Lack of modularity and transparency
In standard RAG, it’s hard to pinpoint where the system failed, whether it was the retriever, the reader, or the generator. Agentic RAG introduces specialized roles (e.g., retriever, verifier, planner), making the system more transparent.
Poor handling of noisy or conflicting information
Rather than blindly using retrieved documents, agents in a multi-agent setup can challenge, verify, or reject unreliable information.

How Agentic RAG Solves These Problems
Agentic RAG organizes the workflow as an interactive dialogue between cooperating agents, each contributing to the task in a structured, iterative way. Here’s how the architecture typically works:

Role-based Decomposition of Tasks
The system can assign different responsibilities to different agents, e.g.
• a query analyzer agent which breaks down the user query into subtasks
• a generator agent which proposes candidate answers
• agent which verifies the factual consistency of outputs etc…
Iterative Interaction and Reasoning
Agents communicate in multiple iterations.
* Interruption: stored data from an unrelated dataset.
PR #641, opened 2022-02-04
pass the layer name downchain to EnumerateDeviceExtensionProperties

bradgrantham-lunarg:
and fix clang-format for lines I didn't touch just in case CI will kick it back


patrick-lunarg (approved):

charles-lunarg (approved):
Fun how some bugs are submarines, hiding for years before surfacing and causing much confusion.

Issue #157, opened 2019-01-04
gfxrecon-toascii needs to support arbitrary path


lunarpapillo:
gfxrecon-toascii currently creates a .txt file in the same directory as the trace.

It should take command-line options to allow the .txt file to go to any desired location (including stdout, for use in pipes).

patrick-lunarg:
> @patrick-lunarg can you assign me for creating that feature?

Hey @Samsuper12 ,

Just checking in to see if you've made any progress on this issue.
If not, that's fine...just trying to determine where this issue is at for bug/feature prioritization.

Thanks,
-Patrick

Samsuper12:
@patrick-lunarg Hi!

Now I work with some ASM optimizations in Mesa and allocate 100% of my time to resolve that. 

If you have any tasks for me, I'll be happy in the near future to close those after main work.

About that issue: progress is insignificant, so we can forget about this issue.

Thanks,
- Michael

patrick-lunarg:
> @patrick-lunarg Hi!
> 
> Now I work with some ASM optimizations in Mesa and allocate 100% of my time to resolve that.
> 
> If you have any tasks for me, I'll be happy in the near future to close those after main work.
> 
> About that issue: progress is insignificant, so we can forget about this issue.
> 
> Thanks, -Michael

Thanks for the update.
I'll reassign this task to myself, not sure exactly when we'll get to it.

bradgrantham-lunarg:
Fixed by #647

PR #644, opened 2022-02-08
Add output path option to toascii

patrick-lunarg:
This PR adds a command line option to `toascii` that enables a user specified output path.

This addresses issue #157


tools/toascii/main.cpp
```diff
@@ -58,53 +48,19 @@ static void PrintUsage(const char* exe_name)
...
     GFXRECON_WRITE_CONSOLE("  --version\t\tPrint version information and exit.");
+    GFXRECON_WRITE_CONSOLE("  --output <filepath>\tFilepath, relative to the current working directory, to write JSON "
+                           "output to. Default is <.gfxr filepath/filename>.txt.");
 #if defined(WIN32) && defined(_DEBUG)
     GFXRECON_WRITE_CONSOLE("  --no-debug-popup\tDisable the 'Abort, Retry, Ignore' message box");
     GFXRECON_WRITE_CONSOLE("        \t\tdisplayed when abort() is called (Windows debug only).");
 #endif
 }
 
-static bool CheckOptionPrintUsage(const char* exe_name, const gfxrecon::util::ArgumentParser& arg_parser)
```
patrick-lunarg, line 67: Everything removed from this file was already defined in `tool_settings.h` which is now included in this .cpp file.

framework/decode/vulkan_ascii_consumer_base.cpp
```diff
@@ -39,28 +39,31 @@ VulkanAsciiConsumerBase::~VulkanAsciiConsumerBase()
 
 bool VulkanAsciiConsumerBase::Initialize(const std::string& filename)
 {
-    bool success = false;
-
-    if (m_file == nullptr)
+    assert(!file_);
+    if (filename == "stdout")
```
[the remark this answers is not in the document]
patrick-lunarg: Done

framework/decode/vulkan_ascii_consumer_base.cpp
```diff
@@ -39,28 +39,38 @@ VulkanAsciiConsumerBase::~VulkanAsciiConsumerBase()
 
 bool VulkanAsciiConsumerBase::Initialize(const std::string& filename)
```
bradgrantham-lunarg, line 40: I suggest Initialize take a `FILE*`, then the management of the filename can be completely elevated to toascii main.

patrick-lunarg: I agree, but if it's not a major preference for you, I'd rather leave it as-is on this particular branch.

tools/toascii/main.cpp
```diff
@@ -137,18 +94,42 @@ int main(int argc, const char** argv)
...
-        file_processor.ProcessAllFrames();
+        if (output_file)
+        {
+            gfxrecon::decode::VulkanAsciiConsumer ascii_consumer;
+            ascii_consumer.Initialize(output_file);
+            gfxrecon::decode::VulkanDecoder decoder;
+            decoder.AddConsumer(&ascii_consumer);
+            file_processor.AddDecoder(&decoder);
+            file_processor.ProcessAllFrames();
+            if (output_file != stdout)
```
bradgrantham-lunarg, line 124: Add a call to ascii_consumer.Destroy() here, or the closing `}` will only be printed to stdout, and will be lost otherwise because the file is closed before the AsciiConsumer is destructed.  I tested this by making output with a filename and with "stdout" and diffing the results.

tools/toascii/main.cpp
```diff
@@ -58,53 +49,19 @@ static void PrintUsage(const char* exe_name)
     GFXRECON_WRITE_CONSOLE("\nOptional arguments:");
     GFXRECON_WRITE_CONSOLE("  -h\t\t\tPrint usage information and exit (same as --help).");
     GFXRECON_WRITE_CONSOLE("  --version\t\tPrint version information and exit.");
+    GFXRECON_WRITE_CONSOLE("  --output <'stdout' or filepath>\t'stdout' or a working directory relative filepath to "
```
bradgrantham-lunarg, line 52: The filepath doesn't have to be relative, the way you've coded it, it can be absolute as well.  Also this doesn't line up with the other options in the usage output and the output line is very long.  I suggest, like in `replay_options.h` to make this line up with the other options to do something like:
```
    GFXRECON_WRITE_CONSOLE("  --output file\t\t'stdout' or a path to a file to write JSON output");
    GFXRECON_WRITE_CONSOLE("               \t\tto. Default is the input filepath with \"gfxr\" replaced by \"txt\".");
```

bradgrantham-lunarg (approved):

locke-lunarg (approved):

PR #653, opened 2022-02-18
Trimming Ray Tracing(deferred operation)

locke-lunarg:
https://github.com/nvpro-samples/vk_raytracing_tutorial_KHR
This PR could run trimming for these samples. AMD GPU might not support these samples.

`vk_ray_tracing_animation` and `vk_ray_tracing_instances` take very long for capturing because they loads many models. 

`vk_ray_tracing_advanced_compilation` is a complex case. It work well for replay and trimming. It just needs to wait for deferred operations. It uses `std::future` for waiting. It referred to `vk_ray_tracing_advanced_compilation` . But after waiting, it still has low chance to happen the rendering problem during replaying. Also
`[gfxrecon] FATAL - API call vkQueueSubmit returned error value VK_ERROR_DEVICE_LOST that does not match the result from the capture file: VK_SUCCESS.  Replay cannot continue.` or 
`[gfxrecon] FATAL - API call vkWaitForFences returned error value VK_ERROR_DEVICE_LOST that does not match the result from the capture file: VK_SUCCESS.  Replay cannot continue.` sometimes happen randomly during replaying.

### DIFF
--- a/framework/decode/vulkan_replay_consumer_base.cpp
+++ b/framework/decode/vulkan_replay_consumer_base.cpp
@@ -6125,16 +6125,6 @@ void VulkanReplayConsumerBase::OverrideGetDeferredOperationMaxConcurrencyKHR(
 }
 
 VkResult
-VulkanReplayConsumerBase::OverrideDeferredOperationJoinKHR(PFN_vkDeferredOperationJoinKHR  func,
-                                                           VkResult                        original_result,
-                                                           const DeviceInfo*               device_info,
-                                                           const DeferredOperationKHRInfo* deferred_operation_info)
-{
-    // Replay this in VulkanReplayConsumerBase::ProcessDeferredOperation
-    return original_result;
-}
-
-VkResult
 VulkanReplayConsumerBase::OverrideGetDeferredOperationResultKHR(PFN_vkGetDeferredOperationResultKHR func,
                                                                 VkResult                            original_result,
                                                                 const DeviceInfo*                   device_info,
--- a/framework/decode/vulkan_replay_consumer_base.cpp
+++ b/framework/decode/vulkan_replay_consumer_base.cpp
@@ -41,6 +41,7 @@
 #include <cstdint>
 #include <limits>
 #include <unordered_set>
+#include <future>
 
 GFXRECON_BEGIN_NAMESPACE(gfxrecon)
 GFXRECON_BEGIN_NAMESPACE(decode)
@@ -5920,6 +5921,10 @@ VkResult VulkanReplayConsumerBase::OverrideCreateRayTracingPipelinesKHR(
     }
     else
     {
+        GFXRECON_LOG_ERROR_ONCE(
+            "The replayed application used vkCreateRayTracingPipelinesKHR, which may require the "
+            "rayTracingPipelineShaderGroupHandleCaptureReplay feature for accurate capture and replay. The replay "
+            "device does not support this feature, so replay may fail.");
         result = device_table->CreateRayTracingPipelinesKHR(device,
                                                             in_deferredOperation,
                                                             in_pipelineCache,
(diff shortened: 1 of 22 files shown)


framework/decode/vulkan_replay_consumer_base.h
```diff
@@ -1013,6 +1028,8 @@ class VulkanReplayConsumerBase : public VulkanConsumer
     // Used to track if any shadow sync objects are active to avoid checking if not needed
     std::unordered_set<VkSemaphore> shadow_semaphores_;
     std::unordered_set<VkFence>     shadow_fences_;
+
+    std::vector<std::future<void>> deferred_operation_joins;
```
bradgrantham-lunarg, line 1032: Should this have `_` at the end?

framework/encode/vulkan_state_info.h
```diff
@@ -68,6 +68,7 @@ struct DescriptorInfo
     VkDescriptorType                              type;
     const void*                                   write_pnext{ nullptr };
     HandleUnwrapMemory                            write_pnext_memory;
+    std::vector<VkAccelerationStructureKHR>       record_write_set_acce_structs;
```
bradgrantham-lunarg, line 71: `acce` -> `accel`

framework/decode/vulkan_replay_consumer_base.h
locke-lunarg: fixed

framework/encode/vulkan_state_info.h
locke-lunarg: fixed

framework/decode/vulkan_replay_consumer_base.cpp
```diff
@@ -5732,6 +5733,10 @@ VkResult VulkanReplayConsumerBase::OverrideCreateRayTracingPipelinesKHR(
     }
     else
     {
+        GFXRECON_LOG_ERROR_ONCE(
+            "The replayed application used vkCreateRayTracingPipelinesKHR, which may require the "
+            "rayTracingPipelineShaderGroupHandleCaptureReplay feature for accurate capture and replay. The replay "
+            "device does not support this feature, so replay may fail.");
```
locke-lunarg, line 5739: Add error info for that the device doesn't support rayTracingPipelineShaderGroupHandleCaptureReplay in replaying CreateRayTracingPipelinesKHR.

framework/decode/vulkan_replay_consumer_base.cpp
```diff
@@ -5741,9 +5746,66 @@ VkResult VulkanReplayConsumerBase::OverrideCreateRayTracingPipelinesKHR(
...
+        ProcessDeferredOperation(device, in_deferredOperation);
+    }
     return result;
 }
 
+void VulkanReplayConsumerBase::ProcessDeferredOperation(VkDevice device, VkDeferredOperationKHR deferred_operation)
+{
+    GFXRECON_LOG_ERROR_ONCE("The replayed application used VkDeferredOperationKHR. It might fail for rendering "
+                            "incorrect or VK_ERROR_DEVICE_LOST. The reason might be the device doesn't support "
+                            "rayTracingPipelineShaderGroupHandleCaptureReplay feature.");
```
locke-lunarg, line 5764: Add error info for that the device doesn't support rayTracingPipelineShaderGroupHandleCaptureReplay if replaying use VkDeferredOperationKHR.

locke-lunarg:
Add issue
https://github.com/LunarG/gfxreconstruct/issues/659

locke-lunarg:
Added a commit to `Fix capturing DeferredOperationJoinKHR crash`

locke-lunarg:
Added a new commit `ProcessDeferredOperation in OverrideCreateRayTracingPipelinesKHR` to fix capturing failure for DOOMEternal(ray tracing). But it still fails during replaying. See https://github.com/LunarG/gfxreconstruct/issues/662

locke-lunarg:
Tested with AMD driver: 22.5.2. It didn't happen `VK_ERROR_DEVICE_LOST` again, but it failed in index 245149.
` [gfxrecon] FATAL - API call vkAllocateMemory returned error value VK_ERROR_OUT_OF_HOST_MEMORY that does not match the result from the capture file: VK_SUCCESS.  Replay cannot continue.`

framework/encode/vulkan_capture_manager.cpp
```diff
@@ -1137,24 +1170,27 @@ VulkanCaptureManager::OverrideCreateRayTracingPipelinesKHR(VkDevice
...
     }
 
     if (((result == VK_SUCCESS) || (result == VK_OPERATION_DEFERRED_KHR) ||
          (result == VK_OPERATION_NOT_DEFERRED_KHR)) &&
         (pPipelines != nullptr))
     {
+        if (deferredOperation != VK_NULL_HANDLE &&
+            ((result == VK_OPERATION_DEFERRED_KHR) || (result == VK_OPERATION_NOT_DEFERRED_KHR)))
+        {
+            ProcessDeferredOperation(device, deferredOperation);
```
mizhen, line 1183: This changed target title behavior because the deferred operation join call come from GFXR, not original application.

PR #655, opened 2022-02-18
Add API call index and plumb ApiCallInfo down to consumers

patrick-lunarg:
This PR adds an `ApiCallInfo` member to `FileProcessor` that can be updated and passed to api call handlers.

### DIFF
--- a/framework/decode/file_processor.cpp
+++ b/framework/decode/file_processor.cpp
@@ -37,7 +37,7 @@ GFXRECON_BEGIN_NAMESPACE(decode)
 
 FileProcessor::FileProcessor() :
     file_header_{}, file_descriptor_(nullptr), current_frame_number_(0), bytes_read_(0),
-    error_state_(kErrorInvalidFileDescriptor), annotation_handler_(nullptr), compressor_(nullptr)
+    error_state_(kErrorInvalidFileDescriptor), annotation_handler_(nullptr), compressor_(nullptr), call_index_(0)
 {}
 
 FileProcessor::~FileProcessor()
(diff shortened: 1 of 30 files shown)


framework/decode/file_processor.cpp
```diff
@@ -443,6 +443,7 @@ bool FileProcessor::ProcessFunctionCall(const format::BlockHeader& block_header,
                 {
                     DecodeAllocator::Begin();
                     decoder->DecodeFunctionCall(call_id, call_info, parameter_buffer_.data(), parameter_buffer_size);
+                    ++call_info.index;
```
bradgrantham-lunarg, line 446: I'd prefer this looked like the source PR, with a member variable in the FileProcessor and then just make a local stack ApiCallInfo, assign it the index, and pass that one down.

bradgrantham-lunarg (changes requested):

framework/decode/file_processor.cpp
bradgrantham-lunarg: I realize I didn't really justify that, so here's my thinking.  Right now an ApiCallInfo contains only `thread_id` and `index`.  And if the only thing being used in callees is `index`, well, that seems safe enough to just have a prototype around all the time in `FileProcessor` and have it hold the current index that's incremented every time.

But it has a kind of code smell to me.  There's no guarantee more stuff won't go into `ApiCallInfo` later.  The `ApiCallInfo` in my mind is a kind of collection point for data needed by the decoders and by the consumers the decoders call.  I like the idea of the `ApiCallInfo` being constructed on the stack each time to pass down, meaning no state will secretly leak from one invocation to the next.  If the downchain functions have asserts on unexpected default values on ApiCallInfo, we'll catch errors in those members not being updated from one API call to the next.  But if there's just one hanging around in `FileProcessor`, then the data from the previous API call is just sitting there and if we don't write code to update all the members there may be an unexpected previous value.

So, there's no bug in your PR.  However, I think if we had `api_call_index_` in `FileProcessor` and put that into a newly-constructed `ApiCallInfo` before calling `decoder->DecodeFunctionCall`, we may prevent a new bug later.

patrick-lunarg: That makes sense...I'll make that change

patrick-lunarg: Done

bradgrantham-lunarg (approved):

locke-lunarg (approved):

PR #656, opened 2022-02-21
Make IsArgumentSet() Behave Like IsOptionSet()

patrick-lunarg:
This PR makes `IsArgumentSet()` behave like `IsOptionSet()`.

`IsOptionSet()` returns `true` when a given option has been set by the user on the cmd line and returns `false` when a given option has not be set by the user. 

`IsArgumentSet()` currenlty returns `true` for any valid argument, regardless of whether or not the argument is set.

This PR adds a member variable called `arguments_present_` and gives it the same treatment as the existing `options_present_` member variable.

### DIFF
--- a/framework/util/argument_parser.cpp
+++ b/framework/util/argument_parser.cpp
@@ -185,6 +185,7 @@ void ArgumentParser::Init(std::vector<std::string> command_line_args,
             argument_index++;
         }
     }
+    arguments_present_.resize(argument_index);
     argument_values_.resize(argument_index);
 
     for (size_t cur_arg = 0; cur_arg < command_line_args.size(); ++cur_arg)
@@ -245,7 +246,8 @@ void ArgumentParser::Init(std::vector<std::string> command_line_args,
                             }
                             argument_values_[cur_argument.second] = argument_value;
                         }
-                        is_argument = true;
+                        arguments_present_[cur_argument.second] = true;
+                        is_argument                             = true;
                         break;
                     }
                 }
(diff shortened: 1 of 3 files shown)


framework/util/argument_parser.cpp
```diff
@@ -245,7 +246,8 @@ void ArgumentParser::Init(std::vector<std::string> command_line_args,
                             }
                             argument_values_[cur_argument.second] = argument_value;
                         }
-                        is_argument = true;
+                        arguments_present_[cur_argument.second] = true;
```
bradgrantham-lunarg, line 249: Should this be "false" for when the argument is invalid, like checked above on line 266?

bradgrantham-lunarg (changes requested):

framework/util/argument_parser.cpp
bradgrantham-lunarg: I think this might need to be bumped up one line so it's inside the `else`

patrick-lunarg: It seems to me that since we can check for validity with `IsInvalid()`, `IsArgumentSet()` should indicate whether or not the user passed the given argument regardless of validity.

bradgrantham-lunarg: I think I'd argue the opposite.  Was `ArgumentSet` (i.e. is `_arguments_present_`) if the option occurred at the end of the command line and there was no filename for `--output`?

In any case, It doesn't have to be in `arguments_present_` if `is_invalid_` since all the tools exit if `IsInvalid()` before checking the arguments and `GetInvalidArgumentOrOptions()` would return the invalid arguments.  (No tool calls `GetInvalidArgumentOrOptions `currently, they just print Usage and exit, but I think let's leave that for another PR!)

bradgrantham-lunarg: It doesn't look like you made the change I requested?

patrick-lunarg: My bad...it's pushed now

bradgrantham-lunarg (approved):

locke-lunarg (approved):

They can ask clarifying questions, refine their input, or request additional retrievals. This enables self-correction and collaborative reasoning over retrieved knowledge.
Explicit Verification and Consensus
Before a final answer is given, verifier agents question the response and identify hallucinations. This internal review process increases factuality and confidence especially when dealing with conflicting or ambiguous information.A visual representation of Agentic RAG can be found in the Survey on Agentic RAG:

Figure 17 - foto

How to Use These Insights
To apply Agentic RAG principles in your own system:

Simulate agents via prompting
You can create distinct agent behaviors using role-specific prompts (e.g., “You are a retriever…”, “You are a fact-checker…”). These can run sequentially or via prompt chaining.
Introduce internal dialogue or feedback loops
Add intermediate steps where the model critiques or revises its answers before final output, i.e. simulating multi-agent collaboration without needing separate models.
Build agent workflows using orchestration frameworks
Frameworks like LangChain, CrewAI or Semantic Kernel allow you to define custom agents and route interactions between them.
Isolate and evaluate agent performance
Just as in modular software, you can monitor and improve each agent independently.